Personal information
- Full name: Ivan Bek
- Date of birth: 29 October 1909
- Place of birth: Belgrade, Kingdom of Serbia
- Date of death: 2 June 1963 (aged 53)
- Place of death: Sète, France
- Height: 1.96 m (6 ft 5 in)
- Position: Forward

Senior career*
- Years: Team / Apps / (Gls)
- 1925–1928: BSK / 50 / (51)
- 1928: Mačva Šabac
- 1928–1931: Sète
- 1931–1932: Urania Genève Sport / 16 / (16)
- 1932–1935: Sète / 69 / (33)
- 1935–1939: Saint-Étienne / 109 / (93)
- 1940–1943: Nîmes
- 1943–1944: AS Aix
- Total:  / 254 / (193)

International career
- 1927–1931: Yugoslavia / 8 / (4)
- 1935–1937: France / 5 / (0)

= Ivan Bek =

Serbian footballer (1909–1963)

Ivan "Ivica" Bek (Иван Ивица Бек; 29 October 1909 – 2 June 1963), also known as Yvan Beck, was a Serbian-French footballer who played as a forward.

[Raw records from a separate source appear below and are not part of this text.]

PR #1917, opened 2024-03-14
Add CI action to push images to Docker Hub

DanielCosme:
This PR creates a Github Action that builds and push docker images to Docker Hub. For now the trigger to this workflow will be manual and will be tagged only with `latest`. We expect to do a second pass on this workflow so that we have multiple tags that relate to different versions of AM. We will do this once we have a better understanding on how a dockerised production grade deployment of AM looks like.

Also, the Dockerfile has been reworked a little bit to make the resulting images smaller in the registry. We did this by only using dependencies that are strictly needed for all components of AM. Before all 3 components shared dependencies that where not really needed.

I expect to do an additional pass on this file in the future, once I have a better understanding on how the dependencies work. As for the `archivematica-tests` target I left it as it was originally.


.github/workflows/push-images.yml
```diff
@@ -0,0 +1,46 @@
+name: "Push images to Docker Hub"
+on: workflow_dispatch
+jobs:
+  build:
+    name: "Builds images and push them to Docker Hub"
```
replaceafill:
```suggestion
    name: "Build and push images"
```

.github/workflows/push-images.yml
```diff
@@ -0,0 +1,46 @@
...
+    runs-on: "ubuntu-22.04"
+    steps:
+      - name: "Check out repository"
+        uses: "actions/checkout@v4"
+      - name: "Set up buildx"
+        uses: "docker/setup-buildx-action@v3"
+        with:
+          version: latest
+          driver-opts: image=moby/buildkit:v0.13.0
```
replaceafill, line 14: I noticed the Storage Service [related change](https://github.com/artefactual/archivematica-storage-service/blob/dd7b6b288173a1d8117993479fd13c6cbc8ea24a/.github/workflows/push-images.yml#L10-L11) doesn't include this. Why is it necessary for the Archivematica images?

.github/workflows/push-images.yml
```diff
@@ -0,0 +1,46 @@
...
+          tags: artefactual/archivematica-mcp-client:latest
+      - name: "Build and Push MCP-server"
+        uses: docker/build-push-action@v5
+        with:
+          context: .
+          push: true
+          load: true
+          file: ./hack/Dockerfile
+          target: "archivematica-mcp-server"
+          tags: artefactual/archivematica-mcp-server:latest
```
replaceafill: Could we add a newline at the end of the file?

hack/Dockerfile
```diff
@@ -150,6 +150,35 @@ ARG USER_ID=1000
 ARG GROUP_ID=1000
 ARG PYENV_DIR=/pyenv
 
+RUN set -ex \
+	&& apt-get update \
+	&& apt-get install -y --no-install-recommends \
+		coreutils \
+		clamav \
+		libldap2-dev \
+		libsasl2-dev \
```
replaceafill: Could these be removed since they're already installed in the `base-builder`?

hack/Dockerfile
```diff
@@ -150,6 +150,35 @@ ARG USER_ID=1000
 ARG GROUP_ID=1000
 ARG PYENV_DIR=/pyenv
 
+RUN set -ex \
+	&& apt-get update \
+	&& apt-get install -y --no-install-recommends \
+		coreutils \
+		clamav \
```
replaceafill: I might be wrong, but I think the `clamav` package and the:

```
# Download ClamAV virus signatures
RUN freshclam --quiet
```

instruction below are only necessary in the MCPClient stage.

hack/Dockerfile
```diff
@@ -150,6 +150,35 @@ ARG USER_ID=1000
 ARG GROUP_ID=1000
 ARG PYENV_DIR=/pyenv
 
+RUN set -ex \
+	&& apt-get update \
+	&& apt-get install -y --no-install-recommends \
+		coreutils \
```
replaceafill: I noticed the [ansible-archivematica-src vars](https://github.com/artefactual-labs/ansible-archivematica-src/blob/62356e1923fd7c1293391244f1befe42d737ccf8/vars/Ubuntu-22.yml#L43) set this as a dashboard dependency. Should it be moved there?

hack/Dockerfile
```diff
@@ -283,7 +296,75 @@ ENTRYPOINT ["pyenv", "exec", "python3", "-m", "gunicorn", "--config=/src/src/das
 
 # -----------------------------------------------------------------------------
 
-FROM base AS archivematica-tests
+FROM base-builder as archivematica-tests
```
replaceafill, line 326: I think the `archivematica-tests` stage can be much more simple. It's needed for running `tox` and building its virtual environments, so it only needs Python, the common development libraries `base-builder` already has and from a quick local test based on the `qa/1.x` branch the following dependencies:

* `gcc` for building C dependencies for the virtual environment.
* `media-types`, `p7zip-full`, `rsync` and `unar` for being able to run the Storage Service tests from the `hack/Makefile`.

hack/Dockerfile
```diff
@@ -283,7 +296,75 @@ ENTRYPOINT ["pyenv", "exec", "python3", "-m", "gunicorn", "--config=/src/src/das
...
+	&& mkdir -p /var/archivematica/sharedDirectory \
+	&& chown -R archivematica:archivematica /var/archivematica
+
+# Download ClamAV virus signatures
+RUN freshclam --quiet
+
+USER archivematica
+
+COPY --chown=${USER_ID}:${GROUP_ID} --from=pyenv-builder --link ${PYENV_DIR} ${PYENV_DIR}
+COPY --chown=${USER_ID}:${GROUP_ID} --link . /src
```
replaceafill: Not sure if it makes sense, but I think if you end up moving all the OS dependencies out of `base` to their corresponding stages, this block might be inherited from the `base` stage instead.

replaceafill (commented):
@DanielCosme great progress! The new workflow for publishing images looks good to me. I haven't tested the `Dockerfile` in the PR yet, but I left a few questions and suggestions.

.github/workflows/push-images.yml
```diff
@@ -0,0 +1,46 @@
...
+      - name: "Build and Push Dashboard"
+        uses: docker/build-push-action@v5
+        with:
+          context: .
+          push: true
+          load: true
+          file: ./hack/Dockerfile
+          target: "archivematica-dashboard"
+          tags: artefactual/archivematica-dashboard:latest
+      - name: "Build and Push MCP-client"
```
sevein:
```suggestion
      - name: "Build and push MCPClient"
```

.github/workflows/push-images.yml
```diff
@@ -0,0 +1,46 @@
...
+        uses: docker/build-push-action@v5
+        with:
+          context: .
+          push: true
+          load: true
+          file: ./hack/Dockerfile
+          target: "archivematica-mcp-client"
+          tags: artefactual/archivematica-mcp-client:latest
+      - name: "Build and Push MCP-server"
```
sevein:
```suggestion
      - name: "Build and push MCPServer"
```

hack/Dockerfile
```diff
@@ -283,7 +296,75 @@ ENTRYPOINT ["pyenv", "exec", "python3", "-m", "gunicorn", "--config=/src/src/das
 
 # -----------------------------------------------------------------------------
 
-FROM base AS archivematica-tests
+FROM base-builder as archivematica-tests
+
+ARG USER_ID=1000
+ARG GROUP_ID=1000
+ARG PYENV_DIR=/pyenv
```
sevein: According to the docs, we don't need to redefine the default again when pulling the argument, e.g.:

```suggestion
ARG USER_ID
ARG GROUP_ID
ARG PYENV_DIR
```

.github/workflows/push-images.yml
DanielCosme: Because the environment in which this is executed uses by default buildkit `v0.12` and we need `v0.13`+ in order for the multitarget feature to work. So we have to directly specify the version.

hack/Dockerfile
DanielCosme: I'll try it.

hack/Dockerfile
DanielCosme: I remember. I decided to leave `coreutils` here just because I don't understand the components and dependencies enough. coreutils contains (sometimes) essential packages for the OS. And since AM is so reliant on OS dependencies I left it in the `base-builder` step. Should I remove it?

hack/Dockerfile
DanielCosme: So what I think you are saying is that this block is not really needed because it already happens in `base`. So by having this block here is just redundant, doing the same work again, right?

replaceafill: That's correct.

hack/Dockerfile
replaceafill: I think you can try moving `coreutils` to the dashboard stage and let the Acceptance Test workflow to tell you if anything breaks.

.github/workflows/push-images.yml
DanielCosme: Done.

hack/Dockerfile
DanielCosme: Done

hack/Dockerfile
DanielCosme: Done. Nothing broke in the tests.

hack/Dockerfile
DanielCosme: `coreutils` removed. nothing broke :)

hack/Dockerfile
DanielCosme: Yeah, it works, thank you. Done.

hack/Dockerfile
DanielCosme: Done.

.github/workflows/push-images.yml
DanielCosme: Done.

.github/workflows/push-images.yml
DanielCosme: Done.

hack/Dockerfile
DanielCosme: Thanks!

.github/workflows/push-images.yml
DanielCosme: Done.

DanielCosme:
@replaceafill I think I addressed all feedback. All tests are passing, if you have any further feedback, let me know.

replaceafill:
Closing this after we decided to approach it in two separate pull requests:
* Add a GitHub workflow to publish images to Docker Hub. See https://github.com/artefactual/archivematica/pull/2070
* Make the Docker image sizes as small as possible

He was part of Yugoslavia's team at the 1928 Summer Olympics and at the 1930 FIFA World Cup.

==Club career==
Bek was born to a German father, and a Czech mother in the Serbian capital Belgrade borough of Čubura. Aged 16, he started playing in BSK where he scored 51 goals in 50 matches. In 1928, Bek moved to Mačva, and soon proceeded to French FC Sète. In his first season, he reached the cup finals, but lost 2–0 against Montpellier. Next year in cup finals against RC France, was victorious for Sète (3–1) with Bek scoring two decisive goals in extra time. Four years later with the same club, Bek was part of the first team that win the Double in France. Bek helped Yugoslavia get third place in the first FIFA world cup in Uruguay. Bek and his team went on a train from Belgrade to Marseille. When they came to Marseille they went on a crew ship to Uruguay in the second class.

==International career==
Internationally, Bek represented the Kingdom of Yugoslavia (seven caps, four goals) and France (five caps). For Yugoslavia he debuted in 1927 against Bulgaria (2–0), participated Olympic tournament in 1928 in Amsterdam and played in the 1930 FIFA World Cup for Yugoslavia scoring three goals. In 1933, Bek took French citizenship and renamed himself Yvan Beck and in February 1935 he was picked for the first time for the Équipe Tricolore.

===International goals===
Scores and results list Yugoslavia's goal tally first, score column indicates score after each Bek goal.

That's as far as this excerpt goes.